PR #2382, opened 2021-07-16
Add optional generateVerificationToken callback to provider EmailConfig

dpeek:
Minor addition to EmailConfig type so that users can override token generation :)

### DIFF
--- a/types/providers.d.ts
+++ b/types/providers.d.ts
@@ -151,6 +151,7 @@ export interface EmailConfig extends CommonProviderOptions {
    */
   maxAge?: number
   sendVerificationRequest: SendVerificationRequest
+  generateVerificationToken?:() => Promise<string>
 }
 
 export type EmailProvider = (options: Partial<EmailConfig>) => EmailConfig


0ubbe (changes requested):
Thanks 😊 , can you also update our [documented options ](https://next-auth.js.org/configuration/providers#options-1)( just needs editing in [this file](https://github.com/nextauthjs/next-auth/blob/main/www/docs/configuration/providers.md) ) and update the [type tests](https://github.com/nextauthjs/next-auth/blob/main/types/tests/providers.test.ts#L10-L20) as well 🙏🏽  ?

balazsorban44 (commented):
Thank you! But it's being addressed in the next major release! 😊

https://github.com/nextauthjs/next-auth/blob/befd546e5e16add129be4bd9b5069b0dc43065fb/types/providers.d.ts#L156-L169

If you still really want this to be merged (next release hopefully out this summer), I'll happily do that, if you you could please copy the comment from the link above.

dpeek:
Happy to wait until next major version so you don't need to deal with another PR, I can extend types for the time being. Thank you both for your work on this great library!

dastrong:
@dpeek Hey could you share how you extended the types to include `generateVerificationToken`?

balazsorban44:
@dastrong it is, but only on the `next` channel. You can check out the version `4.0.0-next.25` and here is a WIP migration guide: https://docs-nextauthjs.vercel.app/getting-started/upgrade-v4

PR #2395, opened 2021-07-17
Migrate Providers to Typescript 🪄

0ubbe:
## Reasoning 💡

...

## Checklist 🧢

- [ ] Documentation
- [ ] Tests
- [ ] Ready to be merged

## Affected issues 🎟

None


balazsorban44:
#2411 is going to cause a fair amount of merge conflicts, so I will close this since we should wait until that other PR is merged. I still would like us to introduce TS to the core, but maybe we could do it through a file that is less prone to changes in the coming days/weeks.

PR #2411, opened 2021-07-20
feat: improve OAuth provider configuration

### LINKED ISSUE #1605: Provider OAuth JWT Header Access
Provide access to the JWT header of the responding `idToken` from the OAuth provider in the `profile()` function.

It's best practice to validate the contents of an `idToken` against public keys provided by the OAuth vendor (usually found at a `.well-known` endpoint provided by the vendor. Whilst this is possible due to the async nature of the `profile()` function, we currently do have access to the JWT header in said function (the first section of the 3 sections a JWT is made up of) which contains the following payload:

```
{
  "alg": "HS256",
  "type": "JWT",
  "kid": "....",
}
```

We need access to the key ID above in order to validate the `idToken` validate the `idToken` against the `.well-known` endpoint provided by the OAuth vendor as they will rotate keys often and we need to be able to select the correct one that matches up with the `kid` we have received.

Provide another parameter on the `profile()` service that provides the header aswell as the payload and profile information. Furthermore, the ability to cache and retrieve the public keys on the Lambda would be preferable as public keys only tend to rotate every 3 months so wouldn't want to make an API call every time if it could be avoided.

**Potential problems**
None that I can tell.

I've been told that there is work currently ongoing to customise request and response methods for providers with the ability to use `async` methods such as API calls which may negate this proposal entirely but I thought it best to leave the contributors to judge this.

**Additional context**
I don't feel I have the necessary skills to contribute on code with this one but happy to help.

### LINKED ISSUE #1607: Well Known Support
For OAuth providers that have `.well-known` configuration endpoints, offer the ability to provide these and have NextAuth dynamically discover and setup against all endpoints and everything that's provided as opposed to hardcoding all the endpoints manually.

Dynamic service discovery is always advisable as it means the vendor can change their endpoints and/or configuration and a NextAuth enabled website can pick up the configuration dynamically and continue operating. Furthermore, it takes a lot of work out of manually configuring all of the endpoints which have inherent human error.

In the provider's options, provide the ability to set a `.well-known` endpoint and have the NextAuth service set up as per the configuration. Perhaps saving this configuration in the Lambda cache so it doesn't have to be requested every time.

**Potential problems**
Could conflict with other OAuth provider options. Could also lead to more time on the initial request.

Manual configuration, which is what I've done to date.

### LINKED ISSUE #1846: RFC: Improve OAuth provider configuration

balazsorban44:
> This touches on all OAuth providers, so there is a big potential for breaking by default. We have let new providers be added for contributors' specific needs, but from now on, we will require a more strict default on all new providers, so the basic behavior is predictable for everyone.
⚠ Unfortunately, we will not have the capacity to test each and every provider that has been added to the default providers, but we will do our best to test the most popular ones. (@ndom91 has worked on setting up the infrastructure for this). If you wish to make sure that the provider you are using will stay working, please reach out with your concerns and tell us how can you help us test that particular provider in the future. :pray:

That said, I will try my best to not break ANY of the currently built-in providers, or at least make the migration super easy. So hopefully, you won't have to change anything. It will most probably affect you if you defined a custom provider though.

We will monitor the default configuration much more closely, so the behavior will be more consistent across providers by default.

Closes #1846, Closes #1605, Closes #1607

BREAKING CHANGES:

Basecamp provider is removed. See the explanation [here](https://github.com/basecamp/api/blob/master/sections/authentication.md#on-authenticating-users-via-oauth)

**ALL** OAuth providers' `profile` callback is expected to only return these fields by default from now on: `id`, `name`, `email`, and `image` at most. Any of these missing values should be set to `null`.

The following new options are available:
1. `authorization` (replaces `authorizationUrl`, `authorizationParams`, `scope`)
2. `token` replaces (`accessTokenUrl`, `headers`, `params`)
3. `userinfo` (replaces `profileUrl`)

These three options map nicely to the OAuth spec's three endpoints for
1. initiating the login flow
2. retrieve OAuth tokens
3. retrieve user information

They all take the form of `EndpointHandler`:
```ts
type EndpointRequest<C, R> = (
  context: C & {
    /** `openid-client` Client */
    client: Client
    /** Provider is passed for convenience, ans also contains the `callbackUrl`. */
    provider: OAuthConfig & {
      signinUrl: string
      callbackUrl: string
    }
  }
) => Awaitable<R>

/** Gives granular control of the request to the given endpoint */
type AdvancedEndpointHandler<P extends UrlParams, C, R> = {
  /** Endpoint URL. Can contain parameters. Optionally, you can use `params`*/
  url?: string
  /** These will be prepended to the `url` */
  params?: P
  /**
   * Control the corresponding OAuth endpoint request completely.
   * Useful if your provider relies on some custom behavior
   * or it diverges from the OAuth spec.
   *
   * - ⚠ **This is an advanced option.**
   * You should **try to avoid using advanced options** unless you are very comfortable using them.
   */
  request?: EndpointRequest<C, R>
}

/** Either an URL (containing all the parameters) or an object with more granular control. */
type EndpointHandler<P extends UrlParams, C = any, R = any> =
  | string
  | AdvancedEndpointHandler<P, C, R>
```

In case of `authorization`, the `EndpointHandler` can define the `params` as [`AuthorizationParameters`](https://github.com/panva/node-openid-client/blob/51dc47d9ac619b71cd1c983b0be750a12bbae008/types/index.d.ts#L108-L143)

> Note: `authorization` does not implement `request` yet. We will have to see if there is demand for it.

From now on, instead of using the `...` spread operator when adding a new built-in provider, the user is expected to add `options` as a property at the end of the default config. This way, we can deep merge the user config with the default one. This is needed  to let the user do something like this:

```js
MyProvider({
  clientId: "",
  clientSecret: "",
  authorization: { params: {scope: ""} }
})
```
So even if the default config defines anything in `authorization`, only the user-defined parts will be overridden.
━━━━━━━━━━━━━━━━━━━━━━━━━━━━━━
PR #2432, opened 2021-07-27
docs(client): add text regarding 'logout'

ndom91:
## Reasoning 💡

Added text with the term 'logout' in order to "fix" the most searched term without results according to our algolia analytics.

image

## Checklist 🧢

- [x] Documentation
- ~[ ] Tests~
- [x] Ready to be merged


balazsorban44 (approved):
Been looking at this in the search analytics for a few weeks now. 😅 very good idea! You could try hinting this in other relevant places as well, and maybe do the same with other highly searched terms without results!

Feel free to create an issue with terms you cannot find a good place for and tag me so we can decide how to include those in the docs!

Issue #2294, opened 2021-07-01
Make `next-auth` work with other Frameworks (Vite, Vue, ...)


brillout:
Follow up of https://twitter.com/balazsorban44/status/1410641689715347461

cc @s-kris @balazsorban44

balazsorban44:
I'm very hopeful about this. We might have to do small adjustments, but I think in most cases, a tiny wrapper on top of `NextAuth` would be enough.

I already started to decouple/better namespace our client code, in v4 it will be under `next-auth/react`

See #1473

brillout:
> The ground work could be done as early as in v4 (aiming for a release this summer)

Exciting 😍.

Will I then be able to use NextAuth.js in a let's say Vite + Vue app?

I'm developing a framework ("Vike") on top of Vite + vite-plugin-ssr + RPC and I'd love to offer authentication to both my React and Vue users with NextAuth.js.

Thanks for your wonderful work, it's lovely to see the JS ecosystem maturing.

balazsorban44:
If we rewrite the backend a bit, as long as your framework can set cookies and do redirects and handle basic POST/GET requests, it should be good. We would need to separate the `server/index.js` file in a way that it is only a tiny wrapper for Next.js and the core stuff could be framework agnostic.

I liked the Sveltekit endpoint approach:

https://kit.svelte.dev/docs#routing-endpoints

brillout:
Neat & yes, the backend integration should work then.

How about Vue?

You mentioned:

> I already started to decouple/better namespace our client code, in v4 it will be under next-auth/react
━━━━━━━━━━━━━━━━━━━━━━━━━━━━━━
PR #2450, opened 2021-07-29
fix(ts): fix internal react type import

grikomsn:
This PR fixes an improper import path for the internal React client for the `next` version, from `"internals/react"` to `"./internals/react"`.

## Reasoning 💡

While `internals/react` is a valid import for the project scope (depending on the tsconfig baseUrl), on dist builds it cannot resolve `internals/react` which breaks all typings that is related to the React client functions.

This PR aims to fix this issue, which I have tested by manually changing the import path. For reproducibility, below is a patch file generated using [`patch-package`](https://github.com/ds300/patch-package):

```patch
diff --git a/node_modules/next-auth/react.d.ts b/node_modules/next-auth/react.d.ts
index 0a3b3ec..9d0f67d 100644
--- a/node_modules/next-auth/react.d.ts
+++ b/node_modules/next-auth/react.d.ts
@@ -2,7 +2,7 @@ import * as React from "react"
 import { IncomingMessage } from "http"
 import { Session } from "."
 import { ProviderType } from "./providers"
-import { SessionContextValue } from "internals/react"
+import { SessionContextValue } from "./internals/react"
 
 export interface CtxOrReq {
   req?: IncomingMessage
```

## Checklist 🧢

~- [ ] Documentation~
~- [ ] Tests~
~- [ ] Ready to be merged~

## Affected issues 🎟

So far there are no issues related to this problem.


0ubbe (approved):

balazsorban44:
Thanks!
━━━━━━━━━━━━━━━━━━━━━━━━━━━━━━
— What the task requires —
In the preceding material, find each line holding the word "EmailConfig" and copy it out.

— Task output —
Add optional generateVerificationToken callback to provider EmailConfig
Minor addition to EmailConfig type so that users can override token generation :)
@@ -151,6 +151,7 @@ export interface EmailConfig extends CommonProviderOptions {
 export type EmailProvider = (options: Partial<EmailConfig>) => EmailConfig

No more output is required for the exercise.